What this task involves:
Restate the entries word for word, leaving nothing out.

──────── Source material

PR #24, opened 2016-07-13
Add 'sum' time operation to the diagnostic manager

ashao:
Adds the option of outputting a diagnostic that is summed over the output interval. This is intended for quantities which represent accumulated quantities, for example 'ea' or 'eb' in MOM6. To specify this option in the diag_table, set the time_avg filed to 'sum' or 'cumsum'. Variables using this time operation have the '_sum' suffix appended.

This feature was test using the MOM6 Baltic case. Fields were saved both as snapshots at the end of each timestep and also summed using the diag_manager.

### DIFF
--- a/diag_manager/diag_util.F90
+++ b/diag_manager/diag_util.F90
@@ -1491,6 +1491,7 @@ CONTAINS
     output_fields(out_num)%time_rms = .FALSE.
     output_fields(out_num)%time_min = .FALSE.
     output_fields(out_num)%time_max = .FALSE.
+    output_fields(out_num)%time_sum = .FALSE.
     output_fields(out_num)%time_ops = .FALSE.
     output_fields(out_num)%written_once = .FALSE.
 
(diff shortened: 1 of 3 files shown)


diag_manager/diag_util.F90
```diff
@@ -1563,12 +1564,19 @@ SUBROUTINE init_output_field(module_name, field_name, output_name, output_file,&
...
+               & output_fields(out_num)%output_name = TRIM(output_name)//'_sum'
+          method_selected = method_selected+1
+          t_method = 'sum'
        END SELECT
     END IF
 
     ! reconcile logical flags
     output_fields(out_num)%time_ops = output_fields(out_num)%time_min.OR.output_fields(out_num)%time_max&
-         & .OR.output_fields(out_num)%time_average
+         & .OR.output_fields(out_num)%time_average .OR.output_fields(out_num)%time_average
```
underwoo: I believe you wanted:

```Fortran
& .OR.output_fields(out_num)%time_average .OR. output_fields(out_num)%time_sum
```

Please correct.

ashao:
Sorry about that, forgot to commit that last typo when I was reviewing the code. Thanks for catching it.

underwoo:
Thank you for the update.  We will bring this into our internal development for testing.  Once tested, we will update the dev/master branch in github with the update.   When ready for our next release, we will merge this into master.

────────────────

Answer area:
PR #24, opened 2016-07-13
Add 'sum' time operation to the diagnostic manager

ashao:
Adds the option of outputting a diagnostic that is summed over the output interval. This is intended for quantities which represent accumulated quantities, for example 'ea' or 'eb' in MOM6. To specify this option in the diag_table, set the time_avg filed to 'sum' or 'cumsum'. Variables using this time operation have the '_sum' suffix appended.

This feature was test using the MOM6 Baltic case. Fields were saved both as snapshots at the end of each timestep and also summed using the diag_manager.

### DIFF
--- a/diag_manager/diag_util.F90
+++ b/diag_manager/diag_util.F90
@@ -1491,6 +1491,7 @@ CONTAINS
     output_fields(out_num)%time_rms = .FALSE.
     output_fields(out_num)%time_min = .FALSE.
     output_fields(out_num)%time_max = .FALSE.
+    output_fields(out_num)%time_sum = .FALSE.
     output_fields(out_num)%time_ops = .FALSE.
     output_fields(out_num)%written_once = .FALSE.
 
(diff shortened: 1 of 3 files shown)


diag_manager/diag_util.F90
```diff
@@ -1563,12 +1564,19 @@ SUBROUTINE init_output_field(module_name, field_name, output_name, output_file,&
...
+               & output_fields(out_num)%output_name = TRIM(output_name)//'_sum'
+          method_selected = method_selected+1
+          t_method = 'sum'
        END SELECT
     END IF
 
     ! reconcile logical flags
     output_fields(out_num)%time_ops = output_fields(out_num)%time_min.OR.output_fields(out_num)%time_max&
-         & .OR.output_fields(out_num)%time_average
+         & .OR.output_fields(out_num)%time_average .OR.output_fields(out_num)%time_average
```
underwoo: I believe you wanted:

```Fortran
& .OR.output_fields(out_num)%time_average .OR. output_fields(out_num)%time_sum
```

Please correct.

ashao:
Sorry about that, forgot to commit that last typo when I was reviewing the code. Thanks for catching it.

underwoo:
Thank you for the update.  We will bring this into our internal development for testing.  Once tested, we will update the dev/master branch in github with the update.   When ready for our next release, we will merge this into master.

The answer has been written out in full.